UN SILVER SHAMROCK DE 1977

IL EST DIFFICILE DE NE PAS TOMBER sous le charme de ce Silver Shamrock d’une demi-tonne, construit à Cork en 1977 et tirant maintenant doucement sur l’épaule près de Port-la-Forêt. À première vue, ses lignes nettes agissent comme un aimant pour ceux qui aiment les beaux corps. Son nouveau propriétaire, Nicolas Lunven, double vainqueur de la Solitaire du Figaro – pardon – nous accueille à bord de Diables avec le sourire. Il faut dire que l’histoire de ce bateau ne manque pas de sel et les résultats de cette conversion sont franchement flatteurs.

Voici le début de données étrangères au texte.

PR #63, opened 2020-08-17
xdp-filter: Fix printing of filtered MAC addresses

shoracek:
If the filter was loaded with a feature set not containing ip, status
subcommand did not print out the filtered MAC addresses.

Signed-off-by: Štěpán Horáček <shoracek@redhat.com>


tohojo:
Looks good, thanks!

PR #65, opened 2020-08-26
xdp-filters: fixed self test issue with tcpdump

chaudron:
Some times tcpdump gets terminated before it finishing reading the
buffers from the kernel. Rather than increasing the timeout, add the
"--immediate-mode" option to not delay any packet gathering.

In addition also removed the first 1 second delay, as it's already
part of the start_background shell function.


tohojo:
Thanks for fixing this! :)

PR #66, opened 2020-08-31
xdp-filter: Add basic IPv6 extension header support

shoracek:
Signed-off-by: Štěpán Horáček <shoracek@redhat.com>

### DIFF
--- a/headers/xdp/parsing_helpers.h
+++ b/headers/xdp/parsing_helpers.h
@@ -24,6 +24,7 @@
 #include <linux/icmpv6.h>
 #include <linux/udp.h>
 #include <linux/tcp.h>
+#include <linux/in.h>
 
 /* Header cursor to keep track of current parsing position */
 struct hdr_cursor {
@@ -54,6 +55,12 @@ struct icmphdr_common {
 #ifndef VLAN_MAX_DEPTH
 #define VLAN_MAX_DEPTH 4
 #endif
+
+/* Longest chain of IPv6 extension headers to resolve */
+#ifndef IPV6_EXT_MAX_CHAIN
+#define IPV6_EXT_MAX_CHAIN 6
+#endif
+
 
 static __always_inline int proto_is_vlan(__u16 h_proto)
 {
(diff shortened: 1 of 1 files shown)


headers/xdp/parsing_helpers.h
```diff
@@ -101,6 +102,39 @@ static __always_inline int parse_ethhdr(struct hdr_cursor *nh, void *data_end,
 	return h_proto; /* network-byte-order */
 }
 
+static __always_inline int skip_ip6hdrext(struct hdr_cursor *nh,
+					  void *data_end,
+					  __u8 currhdr)
+{
+	for (int i = 0; i < 8; ++i) {
```
tohojo, line 109: The number of loop iterations should be a define, like VLAN_MAX_DEPTH above

headers/xdp/parsing_helpers.h
```diff
@@ -101,6 +102,39 @@ static __always_inline int parse_ethhdr(struct hdr_cursor *nh, void *data_end,
 	return h_proto; /* network-byte-order */
 }
 
+static __always_inline int skip_ip6hdrext(struct hdr_cursor *nh,
+					  void *data_end,
+					  __u8 currhdr)
```
tohojo, line 107: Please find a better variable name than 'currhdr'. Maybe 'next_proto'?

headers/xdp/parsing_helpers.h
tohojo: Also, you can probably lower it to 6, since the code only handles 6 different headers, and none of them should occur more than once (according to the RFC).

headers/xdp/parsing_helpers.h
```diff
@@ -101,6 +102,39 @@ static __always_inline int parse_ethhdr(struct hdr_cursor *nh, void *data_end,
...
+			nh->pos = (char *)hdr + (hdr->hdrlen + 1) * 8;
+			break;
+		case IPPROTO_AH:
+			nh->pos = (char *)hdr + (hdr->hdrlen + 2) * 4;
+			break;
+		case IPPROTO_FRAGMENT:
+			nh->pos = (char *)hdr + 8;
+			break;
+		default:
+			return currhdr;
```
tohojo, line 129: A comment here making it explicit that this is the common case where we've found the "real" next proto header would help readability.

headers/xdp/parsing_helpers.h
```diff
@@ -101,6 +102,39 @@ static __always_inline int parse_ethhdr(struct hdr_cursor *nh, void *data_end,
...
+		}
+
+		currhdr = hdr->nexthdr;
```
tohojo, line 132: Having this assignment here makes the whole logic more difficult to follow, I think; so better have it in each case: statement along with the assignment to nh->pos, even if it means duplicating it a couple of times...

tohojo (changes requested):
Very nice! A few comments to aid readability, but otherwise LGTM :)

headers/xdp/parsing_helpers.h
shoracek: I decided to name it that way to mirror the "nexthdr" field of the headers struct. Also, I think that calling it protocol is not accurate, since the headers are part of the IPv6 protocol. But I don't really feel strongly about the naming.

tohojo: But it's not the 'current header' as the name applies. Rather it's the 'current next header' - which obviously is not a very good variable name. But just using 'currhdr' is confusing; if you can come up with something better, feel free! :)

PR #67, opened 2020-09-17
libxdp: Fix installing without supported Emacs

shoracek:
Makefile fails and prints
```
install: missing destination file operand after '/usr/local/share/man/man3'
Try 'install --help' for more information.
```
while installing without proper Emacs, since the MAN_FILES variable was empty.


tohojo:
Ah, oops - thanks for the fix! :)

Construite pour la première fois en petite « série » sous le nom de Golden Shamrock, cette conception de Ron Holland était à l’origine destinée à participer à la Half Ton Cup de 1974 qui s’est tenue à La Rochelle cette année-là. Deux ans plus tard, le chantier irlandais sortait la Silver Shamrock, une version plus légère et plus toilée de la Golden à la demande d’un propriétaire qui souhaitait briller dans une brise plus légère. Et c’est dans l’agence sœur de la future Diablese, lancée en 1977, qu’elle remporta brillamment l’édition 1976, pilotée dans le petit air de Big Blue à Trieste.

Modifié et optimisé plusieurs fois après sa sortie pour coller au gabarit IOR (à l’époque une référence dans le monde de la régate et souvent évolutif), Diablesse revient à Philippe Villion – un ami de son fils Julien – au tournant des années 90. Enfant, Nicolas Lunven est un Figaro reconnu sur circuit – ça l’apaise

pour le rapprocher du Golden Shamrock. Son idée : concourir pratiquement en temps réel contre Chan, le deuxième demi-tonne de la série Golden lors des Vieux Safrans, l’ancienne version de l’actuelle Course des Iles.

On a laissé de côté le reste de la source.